Promise’s gaze moved to meet mine. What I saw there . . . I wasn’t sure what it was. A chance? An unwillingness to surrender what we had? Both perhaps, and both still built on secrets. She had compromised with me . . . my half-Auphe brother. Our ongoing battle with those monsters. She had been loyal when it would’ve been in her far better interest to be otherwise. She had risked her life. Actions are supposed to speak louder than words.
I still wanted the words.
I wanted the truth—whole and unvarnished. I wanted it all. With my mother, I had had nothing. With my brother, I had the words, the action, and the truth . . . no matter how grim it might be.
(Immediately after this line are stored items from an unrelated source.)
PR #1239, opened 2026-09-10
fix(agent): rebuild a crashed VM without re-admitting it against today's headroom

odesenfans:
## Summary
A VM this node holds and the supervisor reports FAILED is rebuilt by the
convergence loop, and the rebuild was admitted against the node's current
headroom twice. `compute_verdict` sized the listed hash through `simulate` and
could refuse it `insufficient_capacity`, after which #1209's refusal
protection keeps the VM but the loop never builds it back; and the create path
ran the full `check_message`. On a node that sits over its caps for historical
reasons, which this project has, either one strands the VM: one crash and it
never comes back.

The VM's memory was never released. Its registry record is still there and
still counted in `_committed_resources`, so a rebuild is not new load: it is a
reservation the node is already holding being used again.

The answer side now acknowledges a listed hash this node holds a record for,
whatever its status, and never sizes it. Together with #1217 that makes the
whole rule "only a hash this node holds nothing for is a candidate". The
exception stays the VM whose teardown is already running (#1225): that one is
going away with its disks and its record, so this node really would have to
find room for it from nothing.

The create side gains `check_recreate`, which judges the disk and nothing
else, with the same held-volume discount `check_message` applies, so a message
that grew a volume or one whose files a reinstall purged still has to find
room for what is new. It is reached only when the caller says it may be
rebuilding and the registry turns out to hold the hash before the create
records anything of its own: the convergence loop and the operator's reboot
and reinstall say so, the legacy allocation route and the on-demand program
paths do not, so `check_message`'s enforced path is unchanged for a newcomer.

What bounds a rebuild the node cannot really run is #1214's crash-loop
backoff, not admission: the VM dies again and the next attempt waits longer.

Stacked on #1237.

## Changes
- `allocation/verdict.py`: a plan entry the supervisor lists and this node
  holds a registry record for is answered `unchanged` in any state, and is not
  handed to `simulate`. A hash with no record is sized as before.
- `capacity.py`: new `check_recreate(content, vm_hash=...)`, disk only, with
  the held-volume discount. The disk half of `_check_against` moves into
  `_disk_errors`, shared by both, so the two paths cannot come to different
  answers about the same volumes.
- `run.py`: `create_vm_execution` takes `recreate`, reads whether the registry
  already held the hash before any branch records one, and routes admission
  through `_admit_create`. `create_vm_execution_or_raise_http_error` and
  `start_persistent_vm` pass it through.
- `allocation/reconciler.py`: `_start_one` marks its start as a rebuild, and
  its docstring says the backoff ladder is the safety net.
- `views/operator.py`: the reboot and reinstall rebuilds do the same; both
  deliberately keep the record for the rebuild.

## Test plan
- `tests/supervisor/test_allocation_verdict.py`: a listed dead hash with a
  record here is `unchanged`, is not refused and reaches `simulate` with no
  candidates; one with no record is still sized and accepted. The recreate
  fixtures that expected a dead VM to be judged as a candidate now expect it
  to be acknowledged, and the two refusal-carry tests use a hash this node
  holds nothing for, since that is the only kind the answer can still refuse.
- `tests/supervisor/test_agent_capacity.py`: `check_recreate` admits on a node
  whose records already exceed its memory bucket while `check_message` on the
  same message is refused; it still refuses disk it cannot find room for; it
  discounts the volumes the VM already holds.
- `tests/supervisor/test_create_path_disk_admission.py`: a rebuild of a
  recorded hash goes through `check_recreate`, a first create and a caller
  that does not claim a rebuild go through `check_message`, and against the
  real capacity manager on an over-committed node the rebuild gets past
  admission while a first create is refused before the download.
- `tests/supervisor/test_allocation_reconciler.py`: the loop's own starts are
  marked as rebuilds.
- Checks: `ruff format --diff` (exit 0), `isort --check-only --profile black`
  (exit 0), `mypy src/aleph/vm/ tests/` from the worktree root (Success, exit
  0). The test suites are left to CI on this round.


foxpatch-aleph (approved):
This PR is well-engineered and its core premise holds everywhere it is applied: I verified that RECREATE retires keep the registry record (retire.py returns before registry.forget), that the rebuild flag is read before any branch records (run.py:528), that the disk rule is genuinely shared between check_recreate and check_message via _disk_errors and discounted_disk, and that removing_now still takes precedence over held so a VM in teardown is not silently acknowledged. All 221 tests across the four touched suites pass locally and mypy is clean on the changed capacity code. The observations below are non-blocking design notes, not defects: the memory-growth gap is a documented trade-off bounded by the crash-loop backoff, and the legacy-route omission is an explicit scope decision, though both are worth a follow-up.

**`src/aleph/vm/agent/capacity.py`** (line 462): check_recreate never compares the message against what the record actually committed. The record's commitment was made from the message at first admission; if the owner amends the message to request more memory (update-watcher retires RECREATE and the loop rebuilds with the grown message), the rebuild IS partly new load, yet nothing judges the delta. The crash-loop backoff only bounds a VM that fails to boot, not one that boots and over-commits the node. Since the record conveniently stores its message, a cheap tightening would be: when the new content's memory/vCPUs exceed what record.message committed, fall back to the full check (or judge just the delta). This preserves the fix for the unchanged-message case, which is the crash-recovery case the PR is about. Non-blocking — the trade-off is documented in the docstring and the PR description.

**`src/aleph/vm/agent/run.py`** (line 528): The rebuild flag is read before load_updated_message's await, so a concurrent teardown that forgets the record during the download leaves admission running check_recreate for a VM that is no longer recorded. The window is narrow (the reconciler serializes per hash, but the operator paths call create_vm_execution_or_raise_http_error outside that lock) and the direction of error is the permissive one, so this is acceptable — but worth being aware that the flag is advisory, not a guarantee the record survives to admission.

**`src/aleph/vm/agent/views/__init__.py`** (line 711): Follow-up candidate, not for this PR: the legacy allocation endpoints call start_persistent_vm without recreate=True, so a crash-recovery rebuild through the legacy route still goes through check_message and can be refused on a node over its caps — the exact stranding this PR fixes, surviving only on that route. Since create_vm_execution gates the skip on registry.get(vm_hash) is not None anyway, passing recreate=True here would be equally safe and would close the gap. The on-demand program path (_ensure_program_vm) has the same shape.

**`tests/supervisor/test_agent_capacity.py`** (line 1640): Nice test. One small hardening suggestion: assert the refusal reason from check_message is about memory (e.g. check \"instance bucket\" or \"Memory\" in the error text) so the test fails informatively if _patch_host or the reserved-memory patches ever stop producing a memory-bucket refusal and the failure comes from disk instead — currently any InsufficientResourcesError from check_message makes the test pass.

foxpatch-aleph (approved):
This PR fixes a real stranding bug: a crashed VM's memory was charged twice at rebuild (once via its still-held registry record in _committed_resources, once via the request), so an over-capacity node refused every rebuild and refusal protection then kept the VM forever. The fix is sound on both sides. The verdict side now reports any hash the registry holds a record for as unchanged, which cleanly extends coverage to the FAILED status that LIVE_STATUSES/STOPPED_STATUSES missed, while still letting removing_now take precedence so mid-teardown VMs are sized. The create side gains check_recreate, which skips only the memory/vCPU checks (whose reservation retire_vm(RECREATE) provably keeps) while still judging disk by the same discounted_disk rule, so grown or added volumes must fit. I verified the rebuild flag is read before any branch records, that the _disk_errors extraction preserves error ordering and the unconditional availability call, and that the crash-loop backoff ladder -- not admission -- bounds a hopeless rebuild. Tests are thorough and all pass here. Remaining observations are documented design tradeoffs, not defects: the scheduler is never told a rebuild keeps failing on a tight node, and the legacy allocation route still has the original double-charge behavior.

**`src/aleph/vm/agent/run.py`** (line 528): This read races with any path that drops the record between here and _admit_create (terminal message, unpaid eviction, reconciler reap): rebuild would be stale, so admission would skip the memory/vCPU checks for a VM whose committed memory has just been given back and will be re-committed -- a one-shot over-admission on a node that already sits over its caps. The per-hash creating() guard and the reconciler's serialization keep the window tiny, and nodes under their caps cannot over-commit at all, so this is an observation rather than a blocker. A comment noting the read is unsynchronized by design might help future readers.

**`src/aleph/vm/agent/allocation/verdict.py`** (line 271): Agreed with the rule. One consequence worth stating explicitly in the docstring: a crash-looping VM on a tight node is answered unchanged forever, so the scheduler never learns that the rebuild is not working and cannot react (e.g. by migrating the allocation elsewhere). The backoff ladder bounds the local cost, and reporting a VM we hold any other way would reintroduce the double-charge, so this is the right call -- but it is a real loss of signal, not just an accounting detail.

**`src/aleph/vm/agent/views/__init__.py`** (line 711): These legacy start_persistent_vm calls do not pass recreate, so a persistent VM re-pushed through the old allocation route keeps the original double-charge behavior and can still be refused on an over-cap node. That matches the PR's stated scope boundary, but a short TODO or follow-up ticket would help make the gap deliberate rather than overlooked.

**`src/aleph/vm/agent/capacity.py`** (line 488): Good reuse: routing through declared_volumes/discounted_disk means a volume the message grew, one it added, or one whose files a reinstall purged still has to fit, so check_recreate is the check_message disk rule rather than a parallel copy. The _disk_errors extraction is behavior-preserving (order kept, _available_disk_bytes still called unconditionally). Minor nit: the InsufficientResourcesError payload only carries disk_mib, which matches what is actually judged here, but callers keying on the full required shape from check_message may want to know.

foxpatch-aleph (approved):
Well-designed and consistently implemented fix for a real stranding bug: a crashed VM's rebuild was double-charged against headroom its own registry record already commits. The verdict-side rule (a listed hash this node holds a record for is acknowledged, whatever its status), the new disk-only check_recreate sharing the same _disk_errors arithmetic as the enforced path, and the flag-plus-registry routing on the create side are all correct, and the #1225 removing_now exception is preserved. All 221 tests in the touched files pass locally; remaining failures are environmental (wrong aleph-message version, /var/cache permissions) and pre-date this PR. GPU admission is unaffected, RECREATE retires provably keep the record so the operator's recreate=True paths are sound, and no check is lost for first creates or unrecorded hashes.

**`src/aleph/vm/agent/allocation/verdict.py`** (line 271): Boundary note: the `held` rule only fires for a hash the supervisor lists. A hash with a phantom record that the supervisor does *not* list is still sized as a candidate and can be refused INSUFFICIENT_CAPACITY on an over-committed node, even though the enforced rebuild path (check_recreate) would admit it — the same stranding failure in the 'supervisor forgot the VM' shape, and then the advisory answer is stricter than the enforced one. Arguably the honest answer here, but a sentence in the comment saying why the un-listed shape stays a candidate would help future readers.

**`src/aleph/vm/agent/run.py`** (line 528): The flag is snapshotted here, but `load_updated_message` below can download for seconds: a concurrent GONE retire that forgets the record during that window leaves the create skipping memory admission where `check_message` would have judged it. Very narrow race, and the existing lost-create-race handling covers the concurrent-teardown case, but worth knowing the flag can be stale rather than merely conservative.

**`src/aleph/vm/agent/run.py`** (line 481): Minor: `content` is unannotated here (`ExecutableContent`) where the rest of the module annotates everything.

**`tests/supervisor/test_allocation_reconciler.py`** (line 670): Typo in the test name: 'test_the_loops_starts...' should read 'the loop's'.

foxpatch-aleph (commented):
Correct and well-scoped fix for a real stranding bug: a crashed VM held by this node was rebuilt against headroom it didn't have, so on over-committed nodes #1209's refusal protection meant one crash stranded the VM for good. Acknowledging a listed hash this node holds a record for as `unchanged` is sound because `simulate` excludes each candidate's own record from committed sums, so the reservation is never freed by the rebuild. The new `check_recreate` path (disk-only, with held-volume discount) is correctly gated: the `recreate` flag is only set by the convergence loop and the operator's reboot/reinstall, and only after the registry confirms a record exists, so first-time creates keep the full enforced check. Migration and the legacy allocation route deliberately keep `check_message`, which is right. Tests are thorough — including an end-to-end reproduction against a real CapacityManager on an over-committed 64 GiB host — and all relevant suites pass locally. Two minor nits below, neither blocking.

**`src/aleph/vm/agent/run.py`** (line 481): Minor: `content` lacks a type annotation, while both `CapacityManager.check_message` and `check_recreate` annotate their first parameter as `ExecutableContent`. Adding it here would keep the three consistent and help IDEs confirm the routing.

**`src/aleph/vm/agent/run.py`** (line 1212): Observation: the `recreate` pass-through through `start_persistent_vm` itself is only exercised with `start_persistent_vm` monkeypatched (tests/supervisor/test_allocation_reconciler.py, tests/supervisor/test_executions_list_allocation.py), so a future edit dropping this argument would not be caught by a test. Not worth much — the reconciler and operator-path assertions would catch most regressions — but a one-line assertion on the forwarded kwargs would close the gap.

foxpatch-aleph (approved):
Correct fix for a real stranding bug: a crashed VM's rebuild was sized against headroom its own registry record had already subtracted, so on an over-committed node one crash left the VM kept-but-never-rebuilt. The three pieces (verdict acknowledges held hashes, check_recreate judges disk only with the same held-volume discount, create path detects a pre-existing record before recording) are consistent with each other, and the enforcement chain checks out: retire_vm(RECREATE) keeps the record so the rebuild detection works, disk refusals still flow into the crash-loop backoff, and every other caller keeps the full check_message path. Tests are thorough and pass locally, along with ruff format; the failures I saw in the wider suite are environmental (root-only cache dirs, a stale aleph-message wheel), not from this change. Two non-blocking observations below, plus a minor annotation nit.

**`src/aleph/vm/agent/allocation/verdict.py`** (line 311): The stated rule — "only a hash this node holds nothing for is a candidate" — is only implemented for supervisor-*listed* hashes, because the `held` check lives in the `known.items()` loop. A planned hash the registry holds a record for but the supervisor no longer lists (state loss on the supervisor, or the record kept by a RECREATE retire after a failed create) still falls through to `candidates` here, while the reconciler passes `recreate=True` even when `known.get(vm_hash)` is None and the create path skips its memory check. On an over-committed node the verdict can therefore refuse it and `narrow_plan` drops it, reproducing the stranding this PR fixes, in the unlisted case. The direction is conservative (advisory stricter than enforced), so no over-admission risk — but either the comment overstates the rule or this case is a missed spot. Consider acknowledging a held record here too, or narrowing the comment to listed hashes.

**`src/aleph/vm/agent/capacity.py`** (line 462): Worth a sentence in the docstring: because `create_vm_execution` calls `load_updated_message` and then re-records the message, a rebuild whose *updated* message grew memory/vCPUs is admitted with no memory check at all — disk is still judged for growth, memory is not. The record then commits the larger figure to every subsequent admission, and the crash-loop backoff is the only bound, which is the trade-off the PR description states; it would be good to have that asymmetry written down next to the "not new load" argument so a future reader doesn't take it for an oversight.

**`src/aleph/vm/agent/run.py`** (line 481): Minor nit: `content` is the only unannotated parameter in the new code (everywhere else in this module signatures are fully typed, e.g. `ExecutableContent`).

foxpatch-aleph (approved):
Well-reasoned and internally consistent fix for a genuine stranding bug: a held record's memory/vCPUs are already subtracted from headroom via _committed_resources, so re-charging a rebuild against that same headroom double-counts and refuses forever on an over-committed node. The rebuild flag is read before every registry.record() call site (essential, and correctly commented), the _disk_errors extraction is behavior-preserving (same checks, same error order), removing_now still correctly wins over the new held branch, and check_recreate reuses the exact same discounted_disk rule as check_message so the two paths cannot diverge. Test coverage is strong: I ran all touched suites locally and they pass (56+95+52+18); the operator-retire failures in this sandbox are purely environmental (aiohttp loop-plugin breakage, /var/cache/aleph permissions, a stale installed aleph_message version that also breaks untouched v-program tests). Non-blocking notes below concern a deliberate but real behavior change (the advisory verdict now never judges disk for a held rebuild, so a rebuild that cannot find room loops with backoff instead of being refused to the scheduler), unjudged memory growth on message amendment during rebuild, a missing type annotation, and the error payload reporting the discounted rather than declared disk figure.

**`src/aleph/vm/agent/allocation/verdict.py`** (line 271): Worth being aware of a deliberate asymmetry this introduces: with a held dead VM now answered `unchanged` without ever being sized, the advisory verdict no longer judges disk for a rebuild, while the enforced path (check_recreate) still does. A rebuild that genuinely cannot find room for a grown volume now loops on the node with backoff rather than being refused back to the scheduler for placement elsewhere. The PR description owns this (backoff as the bound), and the memory-stranding bug this fixes is far more common, so it's a reasonable trade-off — just flagging that disk, unlike memory, has no record committing it.

**`src/aleph/vm/agent/run.py`** (line 528): One consequence worth a comment here: `load_updated_message` may fetch an amended message requesting more memory/vCPUs than the record commits, and check_recreate will not judge the growth — the record is re-recorded with the new figures only after admission. Bounded by the supervisor's physical backstop and the crash-loop ladder, and consistent with the PR's stated philosophy, but it does mean an amended message can relaunch beyond the caps on rebuild.

**`src/aleph/vm/agent/run.py`** (line 481): Minor: `content` is the only untyped parameter on an otherwise fully annotated signature (the rest of the codebase annotates message params as ExecutableContent). Consider typing it for consistency.

**`src/aleph/vm/agent/capacity.py`** (line 500): Nit: `required={"disk_mib": disk.disk_mib}` reports the post-discount figure rather than the declared total, so an operator reading the refusal sees a smaller number than the message asks for. The detail string carries both required and available, so this is cosmetic, but `declared_volumes(content)` summed would be the more self-explanatory figure.

foxpatch-aleph (approved):
This PR fixes a real stranding bug (a crashed VM on an over-committed node is never rebuilt) with a coherent, well-scoped change across all three layers: the advisory verdict acknowledges a held hash in any state instead of sizing it, a new check_recreate judges only disk through the same _disk_errors helper the enforced path uses, and create_vm_execution routes on a caller-supplied flag gated by a registry lookup read before any branch records anything — so a first create or a caller that does not claim a rebuild keeps the full check_message path. The #1225 removing_now exception is preserved and tested, the crash-loop backoff is the documented bound on a rebuild the node cannot really run, and the new tests cover every boundary including a real-capacity-manager reproduction of the failure. All 221 tests in the target suites pass, and ruff/isort/mypy are clean on the changed lines. Only trivial nits remain.

**`src/aleph/vm/agent/run.py`** (line 481): Minor: `content` lacks a type annotation while the rest of the module annotates signatures — `def _admit_create(content: ExecutableContent, vm_hash: ItemHash, *, ...)`. mypy infers it fine, so this is cosmetic only.

**`src/aleph/vm/agent/run.py`** (line 528): Small race worth being aware of: `rebuild` is read here, then `load_updated_message` awaits, and each branch records before admission. If a concurrent teardown (e.g. an operator erase racing a reboot) drops the record inside that window, admission skips the memory checks for a VM whose reservation just disappeared. The window is narrow, the reconciler path serializes per hash, and the concurrent case is operator-initiated, so this is not a blocker — but a comment noting the read is best-effort against concurrent retires could help future readers.

**`tests/supervisor/test_allocation_reconciler.py`** (line 670): Typo in the test name: `test_the_loops_starts_are_marked_as_rebuilds_for_admission` → `test_the_loop_starts_are_marked_as_rebuilds_for_admission`.

foxpatch-aleph (approved):
This PR is correct and well-executed. The central invariant — that a RECREATE retire keeps the registry record, so a rebuild reuses a reservation the node never gave back — holds on every recreate-marked path, and the rebuild detector (`recreate and registry.get(...) is not None`, read before any branch records) is ordered correctly against all three record-then-admit branches. `check_recreate` shares the disk arithmetic with `check_message` via `_disk_errors`/`discounted_disk`, so the two admission paths cannot diverge, and the verdict change keeps the `removing_now` exception intact so a mid-teardown VM is still sized as a candidate. Test coverage is thorough (unit admission, verdict boundary, create-path routing against the real capacity manager, and the loop's flag), and all new tests pass; the only failures are pre-existing sandbox permission errors in tests this PR didn't touch. Remaining observations are documented design choices rather than defects: the verdict still sizes a held hash the supervisor no longer lists, the legacy allocation route deliberately keeps the full check, and an amended message that grew memory is rebuilt without re-judging memory.

**`src/aleph/vm/agent/allocation/verdict.py`** (line 271): The `held` check only reaches a hash the supervisor lists (`known`), so a planned VM with a registry record that the supervisor no longer lists — e.g. the agent DB survives a node reboot but supervisor state doesn't — is still sized as a candidate below. On a node whose out-of-plan records push it over caps, the verdict refuses it and the loop never rebuilds it, which is the same stranding this PR fixes for the listed case. `simulate` excludes all candidates' own records, so this only bites when the over-commitment comes from records outside the plan; may be worth a follow-up or at least a comment noting the boundary is "listed + held", not just "held".

**`src/aleph/vm/agent/views/__init__.py`** (line 1052): Non-blocking: the legacy allocation route deliberately doesn't set `recreate`, so a crashed VM rebuilt through `notify_allocation` on an over-committed node still goes through `check_message` and can be refused — the same one-crash stranding via a different door. Since `create_vm_execution` reads the registry itself, the flag is only an opt-in and this route could pass it with the same safety. The PR scopes this out explicitly, but it might be worth a follow-up issue so the fix isn't plan-governed nodes only.

**`src/aleph/vm/agent/capacity.py`** (line 462): One consequence worth being aware of: `check_recreate` doesn't judge memory at all, so a message amended to a larger memory/vCPU size than the recorded one is rebuilt without re-admission — the record only commits the old size. The crash-loop backoff bounds a rebuild that dies, but a silent amendment that fits-but-degrades on a full node would be admitted where a first create would be refused. Acceptable per the PR's stated trade-off; just flagging that the reservation being reused is the old message's size.

**`src/aleph/vm/agent/run.py`** (line 481): Minor nit: `content` is untyped here while the rest of the module is annotated (`ExecutableContent`). mypy infers it fine, but a type would match house style.

foxpatch-aleph (approved):
The change is correct, carefully scoped, and well tested. The admission relaxation requires both an opt-in caller flag and a pre-existing registry record, so a newcomer or an unvouching caller keeps the full check; the disk half is shared verbatim with check_message via _disk_errors, so the two paths cannot diverge; and the #1225 removing_now exception is preserved. The two-sided test coverage (verdict boundary, enforced-path routing, and end-to-end against a real CapacityManager on an over-committed node) pins the important invariants. Findings below are documentation nits and one non-blocking design observation, none of which warrant blocking the PR.

**`src/aleph/vm/agent/capacity.py`** (line 430): This docstring still opens with "The single admission path of every create path" — with `check_recreate` added, it no longer is. Worth a sentence distinguishing the two (message admission vs. disk-only rebuild admission) now that the create paths route through `_admit_create`.

**`src/aleph/vm/agent/run.py`** (line 619): Pre-existing comment, but now slightly stale for the rebuild route: "Disk, memory and vCPUs were judged before the download, by check_message above." On a rebuild, memory and vCPUs are deliberately not judged and the judge is `check_recreate`. Same for the `_retire_after_create_failure` docstring at line 453 ("admits through ``check_message`` with ``exclude_vm_hash`` set"), which no longer describes the rebuild retry.

**`src/aleph/vm/agent/allocation/verdict.py`** (line 271): One corner the new rule does not cover, worth knowing about: a hash this node holds a record for but the supervisor does *not* list at all still becomes a candidate (the `held` check only fires inside the `known` loop) and can still be refused for capacity on an over-cap node — the same stranding the PR fixes for the listed case, in the much narrower inconsistent-state window where a record exists but no supervisor listing does. Not a regression (this behaved the same before), and the enforced path would admit it via `check_recreate`; the loop just never gets there because the answer refused it.

**`src/aleph/vm/agent/run.py`** (line 481): `content` is unannotated while the rest of the file annotates parameters (`check_message(self, content: ExecutableContent, ...)`). Adding the `ExecutableContent` import would keep this consistent.

**`src/aleph/vm/agent/capacity.py`** (line 497): Design observation, not a blocker: on a node that genuinely can no longer run a held VM (host shrank below the VM's memory), the VM now crash-loops under the backoff ladder and the scheduler is never told to move it — before, the answer could refuse it and let the scheduler relocate it. The PR description makes this tradeoff explicitly (backoff is the bound, memory was committed anyway), so this is noted for the record only.

**`tests/supervisor/test_allocation_reconciler.py`** (line 670): Small nit: `test_the_loops_starts_...` reads awkwardly; `test_the_loop_marks_starts_as_rebuilds_for_admission` would match the file's phrasing conventions. Also, no test pins the held-dead-VM + `removing_now` combination (that a record held while teardown runs stays a candidate); the semantics are clear from the condition ordering but a pinning test would match the thoroughness of the rest of this suite.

I had no experience with the territory that lay between the two extremes. I didn’t know that I could dwell there.
I caught Cal’s elbow before it could connect with my ribs. I looked from Promise to him and he tapped his nose meaningfully. “I’m good for another one,” he said.
“You’re a good brother,” I replied dryly. Despite his good, if overly physical, intentions, now wasn’t the time to make any decisions. It was time to concentrate on the Auphe—they were certainly concentrating on us.
Cal had said they would come. He’d said it hollowly in the dark of his room where the only light had come firefly-distant through the window and from the sickly gray illumination flowing around his hand. They would come and they would come soon because that’s how he thought . . . no, how he knew they would think.
I wanted him to be wrong. And it wasn’t that the more time without the Auphe, the more time we had to sharpen ourselves, to prepare. It was a good reason, but that wasn’t it. I wanted him to be wrong because I didn’t want him thinking that his thoughts were the same as Auphe thoughts. They weren’t. Cal was not Auphe. In the past, I’d threatened those who’d said that. And I’d hurt those who’d attempted to act on their belief, inflicted a great deal of pain with an even greater lack of regret. I wouldn’t have anyone believing Cal was Auphe, not even himself.
But in another way I wanted him to be right. If he were right, then what I suspected from what he had seen in Washington Square Park would be wrong, and I’d never wanted to be wrong so much in my life.